Task
Lines of the material that include the string "rclpy" should be returned.

Extracted material
PR #3, opened 2016-02-16
avoid copying Python files from source to build space

dirk-thomas:
Based on the discussion in https://github.com/ros2/rclpy/pull/2#discussion_r52928354

### DIFF
--- a/CMakeLists.txt
+++ b/CMakeLists.txt
@@ -252,6 +252,9 @@ macro(target)
     PUBLIC
     ${PYTHON_INCLUDE_DIRS}
   )
+
+  install(TARGETS ${PROJECT_NAME}${target_suffix}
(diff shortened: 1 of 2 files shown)


esteve:
I'm far from a CMake expert, but why is copying from the source to build space a bad practice?

esteve:
Oops, I just saw your comment on https://github.com/ros2/rclpy/pull/2#discussion_r53070269

wjwwood:
I agree that having the installed code come directly from the source space is better. 

For the code in the build space used for running tests I think it is less important. The tests rely on both generated and compiled code so building before iterating on the test is already pretty common. We could have continued to use the file copy for the build space setup, and installed from the source space for a similar effect without the need for the complicated and somewhat confusing init file that mocks the source space. 

But since you've already implemented it we should probably keep it. +1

Result for this task
Based on the discussion in https://github.com/ros2/rclpy/pull/2#discussion_r52928354
Oops, I just saw your comment on https://github.com/ros2/rclpy/pull/2#discussion_r53070269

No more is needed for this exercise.